## Task instructions
Of the records that follow, copy only the lines from the line containing "PR #1001, opened 2017-09-23" to the line containing "Similar to Prometheus", both included, exactly as written.
=== Section Start ===
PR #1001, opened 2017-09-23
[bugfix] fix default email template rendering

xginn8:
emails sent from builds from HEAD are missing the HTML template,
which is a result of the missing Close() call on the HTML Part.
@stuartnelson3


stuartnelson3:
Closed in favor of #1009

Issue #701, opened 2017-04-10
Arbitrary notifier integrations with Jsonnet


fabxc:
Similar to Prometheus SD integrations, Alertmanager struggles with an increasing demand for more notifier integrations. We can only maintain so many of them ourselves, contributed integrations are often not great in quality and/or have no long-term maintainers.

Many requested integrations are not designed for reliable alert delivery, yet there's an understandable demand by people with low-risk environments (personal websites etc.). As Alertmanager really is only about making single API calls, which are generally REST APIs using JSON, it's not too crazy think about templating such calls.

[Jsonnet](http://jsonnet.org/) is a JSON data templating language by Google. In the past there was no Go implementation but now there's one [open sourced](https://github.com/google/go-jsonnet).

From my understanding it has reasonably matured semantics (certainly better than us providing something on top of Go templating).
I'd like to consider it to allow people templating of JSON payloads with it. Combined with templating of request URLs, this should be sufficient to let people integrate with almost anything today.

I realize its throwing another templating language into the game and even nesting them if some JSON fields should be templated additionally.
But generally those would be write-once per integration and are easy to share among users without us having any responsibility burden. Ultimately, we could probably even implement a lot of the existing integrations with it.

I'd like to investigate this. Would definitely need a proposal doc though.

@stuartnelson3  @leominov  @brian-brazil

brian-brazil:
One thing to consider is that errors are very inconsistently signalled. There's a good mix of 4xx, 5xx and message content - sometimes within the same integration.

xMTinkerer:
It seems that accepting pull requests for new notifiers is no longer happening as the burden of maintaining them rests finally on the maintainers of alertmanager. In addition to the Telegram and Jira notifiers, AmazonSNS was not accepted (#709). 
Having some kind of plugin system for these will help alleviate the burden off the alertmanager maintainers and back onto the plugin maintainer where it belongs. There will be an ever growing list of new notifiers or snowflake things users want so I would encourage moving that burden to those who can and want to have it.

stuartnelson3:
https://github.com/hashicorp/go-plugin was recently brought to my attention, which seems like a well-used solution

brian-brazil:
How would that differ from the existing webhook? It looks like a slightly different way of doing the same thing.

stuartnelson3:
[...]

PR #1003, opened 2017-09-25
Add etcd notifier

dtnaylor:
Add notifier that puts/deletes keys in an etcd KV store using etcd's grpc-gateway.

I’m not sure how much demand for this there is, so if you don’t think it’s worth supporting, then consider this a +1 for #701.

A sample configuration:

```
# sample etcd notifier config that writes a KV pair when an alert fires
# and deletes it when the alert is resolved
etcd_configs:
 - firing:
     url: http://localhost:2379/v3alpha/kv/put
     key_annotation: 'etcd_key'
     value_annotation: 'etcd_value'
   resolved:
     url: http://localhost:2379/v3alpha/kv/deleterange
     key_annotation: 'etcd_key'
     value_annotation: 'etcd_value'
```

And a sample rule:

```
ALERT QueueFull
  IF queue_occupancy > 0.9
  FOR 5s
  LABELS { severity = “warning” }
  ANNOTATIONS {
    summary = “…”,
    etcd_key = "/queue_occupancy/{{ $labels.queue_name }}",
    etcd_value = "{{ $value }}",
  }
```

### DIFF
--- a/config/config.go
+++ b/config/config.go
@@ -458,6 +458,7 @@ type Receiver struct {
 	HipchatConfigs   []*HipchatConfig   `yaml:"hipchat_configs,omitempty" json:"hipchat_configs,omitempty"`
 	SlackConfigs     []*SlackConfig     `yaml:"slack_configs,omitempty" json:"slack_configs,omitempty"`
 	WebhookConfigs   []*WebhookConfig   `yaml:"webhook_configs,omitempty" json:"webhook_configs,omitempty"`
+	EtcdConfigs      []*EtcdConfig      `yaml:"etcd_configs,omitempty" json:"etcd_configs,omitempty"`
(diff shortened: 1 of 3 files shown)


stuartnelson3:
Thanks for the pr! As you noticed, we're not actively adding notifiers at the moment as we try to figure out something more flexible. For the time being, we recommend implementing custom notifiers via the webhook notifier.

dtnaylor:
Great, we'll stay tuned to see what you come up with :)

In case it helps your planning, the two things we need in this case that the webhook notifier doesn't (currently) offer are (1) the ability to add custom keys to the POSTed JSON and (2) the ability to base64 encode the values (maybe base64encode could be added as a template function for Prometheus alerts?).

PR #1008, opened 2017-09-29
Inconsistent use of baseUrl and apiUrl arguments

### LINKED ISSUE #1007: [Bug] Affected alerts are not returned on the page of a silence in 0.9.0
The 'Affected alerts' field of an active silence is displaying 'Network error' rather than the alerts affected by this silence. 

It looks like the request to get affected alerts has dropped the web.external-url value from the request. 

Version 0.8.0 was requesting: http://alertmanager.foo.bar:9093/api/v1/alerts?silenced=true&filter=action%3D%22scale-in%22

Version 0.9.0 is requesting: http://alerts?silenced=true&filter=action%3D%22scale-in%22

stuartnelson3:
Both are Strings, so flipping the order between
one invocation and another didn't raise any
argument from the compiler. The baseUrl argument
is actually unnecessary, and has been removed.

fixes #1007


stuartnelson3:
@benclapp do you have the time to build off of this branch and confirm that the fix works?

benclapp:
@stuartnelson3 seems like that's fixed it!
=== Section End ===
=== Section Start ===
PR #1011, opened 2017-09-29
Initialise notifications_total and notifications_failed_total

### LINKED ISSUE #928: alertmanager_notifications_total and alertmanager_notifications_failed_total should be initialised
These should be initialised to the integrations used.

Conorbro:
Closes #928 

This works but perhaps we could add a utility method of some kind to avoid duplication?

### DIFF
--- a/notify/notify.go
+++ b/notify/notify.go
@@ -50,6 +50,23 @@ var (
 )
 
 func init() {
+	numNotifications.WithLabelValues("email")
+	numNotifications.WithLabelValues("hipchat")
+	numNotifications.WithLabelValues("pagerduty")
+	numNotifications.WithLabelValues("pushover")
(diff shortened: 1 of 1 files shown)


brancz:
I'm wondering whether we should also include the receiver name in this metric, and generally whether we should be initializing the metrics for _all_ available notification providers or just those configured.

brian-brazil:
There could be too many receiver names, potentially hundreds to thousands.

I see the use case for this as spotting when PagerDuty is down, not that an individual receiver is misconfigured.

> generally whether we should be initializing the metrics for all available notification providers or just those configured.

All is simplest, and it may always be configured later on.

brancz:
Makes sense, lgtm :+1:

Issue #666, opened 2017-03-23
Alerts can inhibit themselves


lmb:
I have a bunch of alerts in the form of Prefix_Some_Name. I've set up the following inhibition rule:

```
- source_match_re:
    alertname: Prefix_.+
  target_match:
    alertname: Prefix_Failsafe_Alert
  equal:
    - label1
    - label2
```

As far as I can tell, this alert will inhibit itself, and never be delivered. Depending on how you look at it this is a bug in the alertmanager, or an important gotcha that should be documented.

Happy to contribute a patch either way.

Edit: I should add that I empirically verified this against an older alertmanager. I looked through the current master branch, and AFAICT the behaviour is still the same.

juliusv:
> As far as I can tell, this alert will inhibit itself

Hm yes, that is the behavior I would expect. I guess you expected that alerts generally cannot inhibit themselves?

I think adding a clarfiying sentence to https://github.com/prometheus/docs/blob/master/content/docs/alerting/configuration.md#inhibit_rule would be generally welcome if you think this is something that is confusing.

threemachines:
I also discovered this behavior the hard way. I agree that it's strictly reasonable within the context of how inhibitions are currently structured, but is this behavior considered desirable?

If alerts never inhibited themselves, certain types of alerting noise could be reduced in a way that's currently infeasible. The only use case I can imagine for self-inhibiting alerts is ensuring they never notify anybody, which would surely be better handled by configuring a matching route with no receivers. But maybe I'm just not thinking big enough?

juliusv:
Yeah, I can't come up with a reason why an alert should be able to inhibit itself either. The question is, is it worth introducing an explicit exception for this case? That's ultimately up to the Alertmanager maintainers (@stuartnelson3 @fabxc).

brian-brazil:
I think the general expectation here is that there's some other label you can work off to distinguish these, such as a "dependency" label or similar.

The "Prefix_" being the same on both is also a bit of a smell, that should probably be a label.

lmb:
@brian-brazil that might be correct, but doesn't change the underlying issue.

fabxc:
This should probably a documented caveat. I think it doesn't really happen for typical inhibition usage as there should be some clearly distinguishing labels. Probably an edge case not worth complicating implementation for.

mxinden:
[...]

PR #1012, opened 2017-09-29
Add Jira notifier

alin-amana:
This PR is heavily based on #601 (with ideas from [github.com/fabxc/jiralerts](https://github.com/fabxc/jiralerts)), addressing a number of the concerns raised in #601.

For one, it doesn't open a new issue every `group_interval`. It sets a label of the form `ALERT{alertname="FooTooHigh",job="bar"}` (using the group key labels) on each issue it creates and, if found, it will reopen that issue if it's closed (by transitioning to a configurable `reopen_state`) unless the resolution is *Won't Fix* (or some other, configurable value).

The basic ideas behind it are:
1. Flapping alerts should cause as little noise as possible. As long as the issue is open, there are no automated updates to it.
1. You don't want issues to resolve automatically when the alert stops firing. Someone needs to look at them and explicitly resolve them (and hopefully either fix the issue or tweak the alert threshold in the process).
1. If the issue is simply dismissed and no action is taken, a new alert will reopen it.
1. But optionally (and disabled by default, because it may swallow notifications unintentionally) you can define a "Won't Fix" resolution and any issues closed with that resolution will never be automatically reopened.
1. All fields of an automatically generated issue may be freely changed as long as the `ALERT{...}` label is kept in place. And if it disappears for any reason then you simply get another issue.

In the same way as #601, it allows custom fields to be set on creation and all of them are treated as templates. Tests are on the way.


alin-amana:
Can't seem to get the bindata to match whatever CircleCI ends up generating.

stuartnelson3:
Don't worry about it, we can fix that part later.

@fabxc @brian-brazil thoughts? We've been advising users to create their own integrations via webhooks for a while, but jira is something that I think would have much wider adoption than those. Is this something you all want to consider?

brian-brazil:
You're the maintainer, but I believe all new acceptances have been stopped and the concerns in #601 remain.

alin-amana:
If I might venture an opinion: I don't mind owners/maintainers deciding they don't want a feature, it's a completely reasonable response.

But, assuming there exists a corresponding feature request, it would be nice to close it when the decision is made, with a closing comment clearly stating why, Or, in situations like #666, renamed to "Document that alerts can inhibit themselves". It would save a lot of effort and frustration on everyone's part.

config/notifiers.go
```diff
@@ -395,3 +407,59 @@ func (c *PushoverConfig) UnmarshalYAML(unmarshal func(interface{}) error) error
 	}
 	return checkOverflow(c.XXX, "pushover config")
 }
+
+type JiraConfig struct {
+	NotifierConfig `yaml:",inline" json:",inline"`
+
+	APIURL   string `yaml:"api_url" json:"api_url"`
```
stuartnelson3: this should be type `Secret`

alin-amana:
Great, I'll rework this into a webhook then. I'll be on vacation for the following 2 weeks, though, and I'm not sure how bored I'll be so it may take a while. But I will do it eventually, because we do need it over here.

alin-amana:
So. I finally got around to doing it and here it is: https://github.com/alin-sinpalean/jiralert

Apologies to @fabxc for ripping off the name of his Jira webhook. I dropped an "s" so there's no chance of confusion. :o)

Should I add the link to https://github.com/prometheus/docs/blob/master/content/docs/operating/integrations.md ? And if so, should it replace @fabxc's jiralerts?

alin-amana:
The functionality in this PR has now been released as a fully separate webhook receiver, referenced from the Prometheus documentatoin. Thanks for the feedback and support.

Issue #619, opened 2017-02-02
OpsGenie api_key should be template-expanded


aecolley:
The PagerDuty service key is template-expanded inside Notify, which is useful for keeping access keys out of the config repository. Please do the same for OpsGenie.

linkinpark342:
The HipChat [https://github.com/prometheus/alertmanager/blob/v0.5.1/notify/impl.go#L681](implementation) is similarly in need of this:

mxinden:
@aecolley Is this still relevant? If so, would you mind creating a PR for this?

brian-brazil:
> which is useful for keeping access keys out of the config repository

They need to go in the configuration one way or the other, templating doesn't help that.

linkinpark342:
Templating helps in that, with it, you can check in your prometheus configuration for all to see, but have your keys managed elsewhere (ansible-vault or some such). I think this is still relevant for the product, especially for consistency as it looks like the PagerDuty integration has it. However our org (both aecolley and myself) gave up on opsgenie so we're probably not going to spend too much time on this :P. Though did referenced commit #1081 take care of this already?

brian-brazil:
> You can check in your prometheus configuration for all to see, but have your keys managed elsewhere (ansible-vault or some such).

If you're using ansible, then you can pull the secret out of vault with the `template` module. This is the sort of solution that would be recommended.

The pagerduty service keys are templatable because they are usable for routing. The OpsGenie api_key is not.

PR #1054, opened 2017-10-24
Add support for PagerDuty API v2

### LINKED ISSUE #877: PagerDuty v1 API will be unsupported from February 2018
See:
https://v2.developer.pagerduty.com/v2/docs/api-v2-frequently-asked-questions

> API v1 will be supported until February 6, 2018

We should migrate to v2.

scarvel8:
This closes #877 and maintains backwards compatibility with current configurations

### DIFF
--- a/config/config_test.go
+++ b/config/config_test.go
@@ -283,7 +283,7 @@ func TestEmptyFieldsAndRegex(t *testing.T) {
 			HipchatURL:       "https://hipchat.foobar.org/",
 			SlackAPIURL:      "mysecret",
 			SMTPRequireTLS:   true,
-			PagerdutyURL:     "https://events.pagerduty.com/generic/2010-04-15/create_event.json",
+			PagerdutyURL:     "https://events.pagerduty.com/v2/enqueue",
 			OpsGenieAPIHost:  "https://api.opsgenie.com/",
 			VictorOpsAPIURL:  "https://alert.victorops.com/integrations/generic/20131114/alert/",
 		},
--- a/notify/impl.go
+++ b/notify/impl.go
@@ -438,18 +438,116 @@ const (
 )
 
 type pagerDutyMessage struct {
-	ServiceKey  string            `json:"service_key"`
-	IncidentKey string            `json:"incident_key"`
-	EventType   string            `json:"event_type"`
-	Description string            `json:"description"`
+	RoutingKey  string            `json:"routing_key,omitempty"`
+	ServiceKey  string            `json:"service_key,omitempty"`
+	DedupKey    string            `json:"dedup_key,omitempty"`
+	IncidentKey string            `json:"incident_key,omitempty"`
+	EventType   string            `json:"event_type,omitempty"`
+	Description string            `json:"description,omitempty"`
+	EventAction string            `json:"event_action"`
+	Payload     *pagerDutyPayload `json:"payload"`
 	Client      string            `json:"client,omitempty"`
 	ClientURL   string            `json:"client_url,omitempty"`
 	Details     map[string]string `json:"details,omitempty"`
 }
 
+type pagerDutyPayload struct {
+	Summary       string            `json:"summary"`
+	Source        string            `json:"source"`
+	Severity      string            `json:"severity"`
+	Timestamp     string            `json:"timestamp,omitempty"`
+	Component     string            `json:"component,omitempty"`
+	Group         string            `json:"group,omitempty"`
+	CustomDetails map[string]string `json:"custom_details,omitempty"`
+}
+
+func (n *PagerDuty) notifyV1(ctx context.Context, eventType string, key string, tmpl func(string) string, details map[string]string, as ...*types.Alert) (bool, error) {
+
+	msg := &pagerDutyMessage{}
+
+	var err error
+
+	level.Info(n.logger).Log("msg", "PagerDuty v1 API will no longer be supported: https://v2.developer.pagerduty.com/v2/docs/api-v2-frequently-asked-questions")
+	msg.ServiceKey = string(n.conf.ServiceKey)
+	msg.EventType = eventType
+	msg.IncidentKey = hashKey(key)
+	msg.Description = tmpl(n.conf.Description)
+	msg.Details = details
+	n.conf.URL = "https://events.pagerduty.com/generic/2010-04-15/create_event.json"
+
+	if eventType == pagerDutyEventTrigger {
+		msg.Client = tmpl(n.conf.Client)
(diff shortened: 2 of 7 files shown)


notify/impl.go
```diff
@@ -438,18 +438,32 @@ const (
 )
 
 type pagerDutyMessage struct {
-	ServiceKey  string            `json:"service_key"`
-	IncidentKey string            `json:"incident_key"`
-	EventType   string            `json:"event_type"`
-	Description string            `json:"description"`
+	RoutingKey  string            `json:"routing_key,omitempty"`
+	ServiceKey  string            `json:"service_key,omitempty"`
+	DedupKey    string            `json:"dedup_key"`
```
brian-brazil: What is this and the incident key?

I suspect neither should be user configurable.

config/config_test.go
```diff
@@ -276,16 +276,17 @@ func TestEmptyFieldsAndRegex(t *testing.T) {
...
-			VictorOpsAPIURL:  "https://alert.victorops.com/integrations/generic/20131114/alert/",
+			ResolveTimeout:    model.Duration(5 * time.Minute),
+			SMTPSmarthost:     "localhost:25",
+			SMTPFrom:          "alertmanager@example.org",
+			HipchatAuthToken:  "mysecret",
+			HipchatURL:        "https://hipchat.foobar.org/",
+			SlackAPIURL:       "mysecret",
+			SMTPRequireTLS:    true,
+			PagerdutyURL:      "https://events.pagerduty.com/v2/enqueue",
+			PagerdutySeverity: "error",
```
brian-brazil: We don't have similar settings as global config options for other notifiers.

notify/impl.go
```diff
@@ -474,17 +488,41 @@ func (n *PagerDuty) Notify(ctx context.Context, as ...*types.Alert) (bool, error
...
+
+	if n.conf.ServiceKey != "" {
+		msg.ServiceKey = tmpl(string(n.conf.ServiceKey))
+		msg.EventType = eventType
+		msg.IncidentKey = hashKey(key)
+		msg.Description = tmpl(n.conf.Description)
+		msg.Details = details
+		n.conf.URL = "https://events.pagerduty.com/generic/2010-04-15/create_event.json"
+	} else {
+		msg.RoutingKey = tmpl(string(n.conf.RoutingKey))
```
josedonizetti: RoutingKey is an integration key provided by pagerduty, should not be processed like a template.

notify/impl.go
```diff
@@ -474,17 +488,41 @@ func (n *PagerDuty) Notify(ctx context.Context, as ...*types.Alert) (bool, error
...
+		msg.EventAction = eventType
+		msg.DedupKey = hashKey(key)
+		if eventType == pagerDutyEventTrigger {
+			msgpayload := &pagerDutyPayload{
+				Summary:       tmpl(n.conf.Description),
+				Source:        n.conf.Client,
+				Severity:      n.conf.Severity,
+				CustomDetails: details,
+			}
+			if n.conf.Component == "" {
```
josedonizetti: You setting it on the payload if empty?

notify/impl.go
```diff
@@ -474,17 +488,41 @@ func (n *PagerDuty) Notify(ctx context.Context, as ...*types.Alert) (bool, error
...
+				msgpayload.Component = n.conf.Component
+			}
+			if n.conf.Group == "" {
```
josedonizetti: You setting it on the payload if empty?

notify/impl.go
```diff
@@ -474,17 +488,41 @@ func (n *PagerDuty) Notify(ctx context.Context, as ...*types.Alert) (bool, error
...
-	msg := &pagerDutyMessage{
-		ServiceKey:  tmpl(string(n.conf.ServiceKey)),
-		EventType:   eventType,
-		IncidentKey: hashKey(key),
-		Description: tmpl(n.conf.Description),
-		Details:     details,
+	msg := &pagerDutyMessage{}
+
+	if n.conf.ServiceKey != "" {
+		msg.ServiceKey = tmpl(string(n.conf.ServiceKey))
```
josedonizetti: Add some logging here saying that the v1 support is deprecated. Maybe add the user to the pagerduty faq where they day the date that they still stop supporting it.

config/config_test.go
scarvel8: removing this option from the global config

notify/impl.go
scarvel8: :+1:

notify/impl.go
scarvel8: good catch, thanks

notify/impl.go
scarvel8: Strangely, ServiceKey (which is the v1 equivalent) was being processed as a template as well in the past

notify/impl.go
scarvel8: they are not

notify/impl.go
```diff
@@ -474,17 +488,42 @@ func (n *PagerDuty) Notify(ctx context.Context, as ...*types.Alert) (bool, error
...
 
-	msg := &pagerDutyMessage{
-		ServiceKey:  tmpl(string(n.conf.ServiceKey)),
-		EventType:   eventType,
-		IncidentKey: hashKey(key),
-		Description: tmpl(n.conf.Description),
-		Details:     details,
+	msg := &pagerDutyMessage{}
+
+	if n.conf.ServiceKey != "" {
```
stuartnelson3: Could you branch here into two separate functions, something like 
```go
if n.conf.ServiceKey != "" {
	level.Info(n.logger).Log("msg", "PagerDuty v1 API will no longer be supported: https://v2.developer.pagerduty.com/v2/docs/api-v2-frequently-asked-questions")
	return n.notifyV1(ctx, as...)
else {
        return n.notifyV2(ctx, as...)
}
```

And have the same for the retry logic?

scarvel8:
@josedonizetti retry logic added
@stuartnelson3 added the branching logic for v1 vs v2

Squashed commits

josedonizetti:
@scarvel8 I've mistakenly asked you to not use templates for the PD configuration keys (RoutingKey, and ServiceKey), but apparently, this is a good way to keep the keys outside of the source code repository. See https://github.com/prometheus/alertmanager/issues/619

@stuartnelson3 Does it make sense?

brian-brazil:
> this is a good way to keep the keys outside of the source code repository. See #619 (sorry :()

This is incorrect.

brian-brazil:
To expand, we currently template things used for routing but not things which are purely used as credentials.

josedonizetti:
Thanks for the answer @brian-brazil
=== Section End ===
## Finished task
PR #1001, opened 2017-09-23
[bugfix] fix default email template rendering

xginn8:
emails sent from builds from HEAD are missing the HTML template,
which is a result of the missing Close() call on the HTML Part.
@stuartnelson3


stuartnelson3:
Closed in favor of #1009

Issue #701, opened 2017-04-10
Arbitrary notifier integrations with Jsonnet


fabxc:
Similar to Prometheus SD integrations, Alertmanager struggles with an increasing demand for more notifier integrations. We can only maintain so many of them ourselves, contributed integrations are often not great in quality and/or have no long-term maintainers.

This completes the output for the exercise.